_Task data_:
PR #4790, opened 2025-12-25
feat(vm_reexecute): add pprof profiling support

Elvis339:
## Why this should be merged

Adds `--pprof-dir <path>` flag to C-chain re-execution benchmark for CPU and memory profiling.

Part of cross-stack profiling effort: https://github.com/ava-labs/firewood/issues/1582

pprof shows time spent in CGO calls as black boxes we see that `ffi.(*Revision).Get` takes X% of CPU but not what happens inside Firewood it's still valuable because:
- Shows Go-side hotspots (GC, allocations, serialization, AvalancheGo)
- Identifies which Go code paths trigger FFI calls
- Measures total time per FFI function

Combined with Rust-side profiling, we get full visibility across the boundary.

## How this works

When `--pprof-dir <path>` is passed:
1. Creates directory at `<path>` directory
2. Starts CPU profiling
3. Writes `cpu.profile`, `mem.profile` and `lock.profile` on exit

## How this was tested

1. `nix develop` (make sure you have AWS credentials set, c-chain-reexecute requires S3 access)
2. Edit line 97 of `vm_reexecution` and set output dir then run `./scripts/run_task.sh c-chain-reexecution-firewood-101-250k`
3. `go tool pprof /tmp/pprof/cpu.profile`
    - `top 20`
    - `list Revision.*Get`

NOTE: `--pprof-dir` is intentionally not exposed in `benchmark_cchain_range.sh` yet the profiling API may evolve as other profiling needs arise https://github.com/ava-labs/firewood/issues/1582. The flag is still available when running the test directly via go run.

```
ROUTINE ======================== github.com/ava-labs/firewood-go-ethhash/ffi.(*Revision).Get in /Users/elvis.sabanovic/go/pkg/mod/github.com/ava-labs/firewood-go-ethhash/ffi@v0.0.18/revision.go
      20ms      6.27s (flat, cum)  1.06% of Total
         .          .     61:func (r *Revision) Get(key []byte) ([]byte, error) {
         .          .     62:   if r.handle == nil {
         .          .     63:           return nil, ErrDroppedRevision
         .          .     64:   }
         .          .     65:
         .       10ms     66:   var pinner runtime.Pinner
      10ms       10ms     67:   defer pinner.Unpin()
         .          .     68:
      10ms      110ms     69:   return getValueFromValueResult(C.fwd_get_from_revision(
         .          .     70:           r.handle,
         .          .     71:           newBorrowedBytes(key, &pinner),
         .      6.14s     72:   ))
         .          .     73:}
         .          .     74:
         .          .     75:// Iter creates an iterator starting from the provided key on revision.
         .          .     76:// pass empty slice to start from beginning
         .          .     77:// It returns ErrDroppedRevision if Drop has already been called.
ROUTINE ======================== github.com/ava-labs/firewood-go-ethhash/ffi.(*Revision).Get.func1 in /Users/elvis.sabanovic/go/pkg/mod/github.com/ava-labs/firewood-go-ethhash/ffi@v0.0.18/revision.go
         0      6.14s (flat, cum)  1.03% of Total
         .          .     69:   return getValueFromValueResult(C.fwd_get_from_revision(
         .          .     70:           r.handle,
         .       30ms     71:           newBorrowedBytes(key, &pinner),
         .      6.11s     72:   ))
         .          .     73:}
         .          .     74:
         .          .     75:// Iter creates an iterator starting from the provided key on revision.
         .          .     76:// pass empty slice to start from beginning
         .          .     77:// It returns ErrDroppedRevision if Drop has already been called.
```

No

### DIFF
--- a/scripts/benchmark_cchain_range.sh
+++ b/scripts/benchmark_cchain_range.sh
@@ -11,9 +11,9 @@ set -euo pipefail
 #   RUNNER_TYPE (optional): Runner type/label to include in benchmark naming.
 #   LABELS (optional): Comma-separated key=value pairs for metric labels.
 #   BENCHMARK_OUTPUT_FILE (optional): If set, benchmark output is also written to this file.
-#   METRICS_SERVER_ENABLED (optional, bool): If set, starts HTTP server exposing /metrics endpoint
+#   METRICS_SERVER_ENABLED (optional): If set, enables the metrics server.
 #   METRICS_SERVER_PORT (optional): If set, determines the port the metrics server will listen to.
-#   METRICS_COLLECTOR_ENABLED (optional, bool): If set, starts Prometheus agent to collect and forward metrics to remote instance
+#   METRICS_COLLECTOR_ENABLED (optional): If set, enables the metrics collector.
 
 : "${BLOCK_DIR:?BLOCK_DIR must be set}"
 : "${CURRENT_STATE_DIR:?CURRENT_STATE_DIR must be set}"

_Exercise description_:
Using the data above, repeat exactly the lines that begin at the line with "and memory profiling." and end at the line with "## How this was tested", both ends included.

_Result for this task_:
Adds `--pprof-dir <path>` flag to C-chain re-execution benchmark for CPU and memory profiling.

Part of cross-stack profiling effort: https://github.com/ava-labs/firewood/issues/1582

pprof shows time spent in CGO calls as black boxes we see that `ffi.(*Revision).Get` takes X% of CPU but not what happens inside Firewood it's still valuable because:
- Shows Go-side hotspots (GC, allocations, serialization, AvalancheGo)
- Identifies which Go code paths trigger FFI calls
- Measures total time per FFI function

Combined with Rust-side profiling, we get full visibility across the boundary.

## How this works

When `--pprof-dir <path>` is passed:
1. Creates directory at `<path>` directory
2. Starts CPU profiling
3. Writes `cpu.profile`, `mem.profile` and `lock.profile` on exit

## How this was tested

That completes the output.